Overview
We have previously shown that while three-month isoniazid and rifapentine (3HP) treatment improved survival, it failed to achieve 100% sterilization of lung TB burden with 2 out of the 6 treated macaques showing culturable Mtb, failed to reduce immune activation and replenish the depleted effector memory response in the lungs of Mtb/SIV coinfected macaques. Administration of anti-tubercular therapy, concurrently with ART reduces reactivation significantly better than ART among individuals with LTBI. However, long-term sterilization of bacteria and immune reconstitution in the lungs has not been shown in these individuals.

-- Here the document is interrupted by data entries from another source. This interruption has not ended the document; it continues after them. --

PR #6829, opened 2026-07-09
fix(server): record step, workflow and pipeline times from the server clock

### LINKED ISSUE #6808: Run time using multiple time sources

TowyTowy:
The proper fix, as discussed — following the closure of #6825 (the display-side workaround was rightly rejected as "more a workaround than a proper fix").

### Problem (#6808)

A step's **start** time was recorded from the server clock, but its **finish** time was copied from the **agent** clock. When the agent and server clocks are out of sync (the reporter's was ~14s off), durations came out wrong or negative. The same split exists at the workflow and pipeline levels, where all start/finish times come from the agent's `WorkflowState` — and in a multi-agent pipeline, different workflows can even carry timestamps from *different* agent clocks.

As diagnosed by @qwerty287 and suggested by @6543 ("i would trust the server more ... update the statemachine to use the server time for finished too"), this makes the **server the single authoritative clock** for every persisted `Started`/`Finished` timestamp.

### What now uses server time

- **Step `Started`** — `CalcStepStatus` on the pending→running transition (was `state.Started`; already effectively server time since the "started" trace carries a zero value, now unconditionally so).
- **Step `Finished`** — both finish branches and the cancellation branch (was `state.Finished`). *This is the core bug.*
- **Workflow `Started`** — `UpdateWorkflowStatusToRunning` (was `state.Started`, via `Init`).
- **Workflow `Finished`** — `UpdateWorkflowStatusToDone` (was `state.Finished`, via `Done`).
- **Pipeline `Started`** — `Init` handler call-site (was `state.Started`).
- **Pipeline `Finished`** — inherits the now-server-authoritative `workflow.Finished` (no separate change).
- **Killed service/daemon children** — the `Done` handler stamps server time (was `state.Finished`).

### What deliberately stays agent-sourced

- **Relative in-step / log-line timing** — these are relative offsets (per @qwerty287: "the log times are relative times, not timestamps"), so they stay on the agent. No web-UI or log changes.
- The agent still **sends** its `Started`/`Finished` over RPC — they're used only as **presence flags** (`Finished==0` → still running; `Started==0` → skipped), never persisted as values, so they can't be dropped from the protocol.
- **Skipped steps** keep their (near-always-zero) agent `Finished`: a skipped step never ran (`Started==0`), so there's no start/finish pair to skew.

### Open question for maintainers

@6543 also floated a second option in the issue — keep agent times but **sanitize on the server** (clamp drift beyond the gRPC retry timeout, override `end < start`). That subthread ended without resolution. This PR implements the simpler server-authoritative direction; if you prefer the drift-clamping variant instead, say so and I'll re-cut it — the server-time baseline here is a natural foundation to layer clamping onto later.

### Tests

Updated the `server/pipeline` unit tests to assert server-clock behavior and added `TestStepStatusSkewedAgentClock`, a two-phase test that starts a step and then finishes it with a badly skewed agent clock; it fails on `main` (negative duration) and passes here. `go test ./server/pipeline/ ./server/rpc/` passes, `go vet` clean.

Fixes #6808

### DIFF
--- a/server/pipeline/step_status.go
+++ b/server/pipeline/step_status.go
@@ -31,10 +31,23 @@ import (
 func CalcStepStatus(step model.Step, state rpc.StepState) (_ *model.Step, cancelPipelineFromStep bool, _ error) {
 	log.Debug().Str("StepUUID", step.UUID).Msgf("Update step %#v state %#v", step, state)
 
+	// now is the server clock. We use it as the single authoritative source
+	// for the persisted Started and Finished timestamps instead of trusting
+	// the agent-supplied state.Started/state.Finished. Previously the start
+	// time was recorded from the server clock (state.Started is 0 on the
+	// "started" trace) while the finish time was copied from the agent clock,
+	// so clock skew between agent and server produced wrong or even negative
+	// step durations (#6808). The agent-reported timestamps are still used as
+	// presence flags (0 vs non-0) to decide the state transition, but never as
+	// stored values. Relative in-step/log timing stays agent-sourced.
+	now := time.Now().Unix()
+
 	switch step.State {
 	case model.StatusPending:
 		// Handle skip before anything else — skipped steps never started,
-		// so we must not set Started or transition through Running.
+		// so we must not set Started or transition through Running. A skipped
+		// step never ran (Started stays 0), so there is no start/finish pair
+		// that could be skewed; keep the agent value here as-is.
 		if state.Skipped {
 			step.State = model.StatusSkipped
 			if state.Finished != 0 {
@@ -47,17 +60,11 @@ func CalcStepStatus(step model.Step, state rpc.StepState) (_ *model.Step, cancel
 		if state.Finished == 0 {
 			step.State = model.StatusRunning
 		}
-		step.Started = state.Started
-		if step.Started == 0 {
-			step.Started = time.Now().Unix()
-		}
+		step.Started = now
 
 		// Handle direct transition to finished if step setup error happened
 		if state.Exited || state.Error != "" {
-			step.Finished = state.Finished
-			if step.Finished == 0 {
-				step.Finished = time.Now().Unix()
-			}
+			step.Finished = now
 			step.ExitCode = state.ExitCode
 			step.Error = state.Error
 
@@ -75,10 +82,7 @@ func CalcStepStatus(step model.Step, state rpc.StepState) (_ *model.Step, cancel
 	case model.StatusRunning:
 		// Already running, check if it finished
 		if state.Exited || state.Error != "" {
-			step.Finished = state.Finished
-			if step.Finished == 0 {
-				step.Finished = time.Now().Unix()
-			}
+			step.Finished = now
 			step.ExitCode = state.ExitCode
 			step.Error = state.Error
 
@@ -101,7 +105,7 @@ func CalcStepStatus(step model.Step, state rpc.StepState) (_ *model.Step, cancel
 	if state.Canceled && step.State != model.StatusKilled {
 		step.State = model.StatusKilled
 		if step.Finished == 0 {
-			step.Finished = time.Now().Unix()
+			step.Finished = now
 		}
 	}
 
--- a/server/pipeline/step_status_test.go
+++ b/server/pipeline/step_status_test.go
@@ -16,9 +16,11 @@ package pipeline
 
 import (
 	"testing"
+	"time"
 
 	"github.com/stretchr/testify/assert"
 	"github.com/stretchr/testify/mock"
+	"github.com/stretchr/testify/require"
 
 	"go.woodpecker-ci.org/woodpecker/v3/pipeline"
 	"go.woodpecker-ci.org/woodpecker/v3/rpc"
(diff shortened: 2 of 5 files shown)


qwerty287:
Thanks. For discussion: Can we remove the started field from the RPC communication then completely?

TowyTowy:
Good question — after this PR the server reads exactly one of the two. `StepState.Started` is never read server-side anymore (it's only set in `agent/tracer.go`), so it could be dropped from the step RPC outright. `WorkflowState.Started` is still consulted once, in `UpdateWorkflowStatusToDone` (`state.Started == 0` → `StatusSkipped`). If that signal became an explicit `Skipped` bool on `WorkflowState`, both `Started` fields could go entirely — the caveat is proto compatibility (an older agent talking to a newer server would need the old field still honored, or a capability/version gate). Happy to do that cleanup in this PR or as a follow-up, whichever you prefer.

6543 (changes requested):
this is a bit delecate can we do solve this issue without ai it is not an loww hanging fruite ...

6543:
and as per my comment it does make sense to have agent propvided times, we should A. use also start times from agent and B sanitize it on the server side ... e.g. start times can not be before pipeline creation time etc...

6543:
> this is a bit delecate can we do solve this issue without ai it is not an loww hanging fruite ...

i looked at the patch and it mostly looks fine tbh... if we have decided on https://github.com/woodpecker-ci/woodpecker/issues/6808#issuecomment-4936444543 and the final answer is server side ...

this is a good base.

but currently we "interpret" what the state is based on the "metadata" of the agent on the serverside ... e.g. `server/pipeline/step_status.go`

a better way would be to exactly send over the intend by the agent e.g. "mark as starete", "it failed", "it was cancled", ...
this refactor should also go into that and remove timestamps we dont use anymore then ... but you can only remove those if refactor mentioned is done ...

lafriks (dismissed):

TowyTowy:
Thanks for the careful look, and I hear the concern about AI on something this delicate — that's fair, and I'd rather get it right than push it. Being transparent: this was AI-assisted and human-reviewed on my end.

On direction: this PR does the pure server-authoritative version (ignore agent times entirely). From your #6808 comment it sounds like you've since landed on keeping agent-provided times but sanitizing them server-side (start can't precede pipeline creation, end can't precede start, etc.), which is a different shape than what's here. I'm happy to rework it that way if it's useful as the base you mentioned — that part is bounded.

The bigger piece you describe — having the agent send explicit intent ("started" / "failed" / "cancelled") instead of the server interpreting metadata, then dropping the timestamps that become unused — is a real state-machine refactor, and given the delicacy that feels like something the team may prefer to own directly rather than have come in as an AI-assisted PR. So whichever you'd rather: I can (a) trim this toward the server-side sanitization approach as a starting point, or (b) close it and leave the whole thing with you. No attachment either way — your call.

qwerty287:
As I commented in #6808 already I also think the best way would be only use agent times, so this PR is the completely wrong direction now... Sorry for that

TowyTowy:
Thanks @qwerty287, @6543 - that settles the direction. Since the consensus is to keep agent-provided timestamps and sanitize them server-side (start >= pipeline-creation, end >= start), this PR's server-authoritative approach is the wrong shape, so I'll close it rather than push it the wrong way.

One byproduct that may still be useful: `TestStepStatusSkewedAgentClock` reproduces #6808 concretely - it starts a step, then finishes it with a badly skewed agent clock, and it fails on `main` today (negative duration, `Finished=1000 < Started`). Happy to leave it as a reference for whoever picks up the sanitize-on-server work, or drop it - your call.

Appreciate the careful review.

We hypothesize that supplementing antiretroviral therapy and 3HP treatment with IL-21 in TB/HIV coinfection will result in a long-term reconstitution of TH17, Mtb-specific CD4+T effector memory (TEM) and functional CD8+ T cell response. Further, IL-21 therapy adjunctive to ART and 3HP, will augment cytotoxic function of NK cells, thus significantly reducing immune activation and LTBI reactivation in TB/HIV co-infection. The hypothesis is based on the seminal work done by our collaborators who have previously shown that administration of rhesus IL-21-IgFc fusion protein to acutely SIV-infected macaques resulted in preserved intestinal TH17 cells, increased CD8+ T cell function.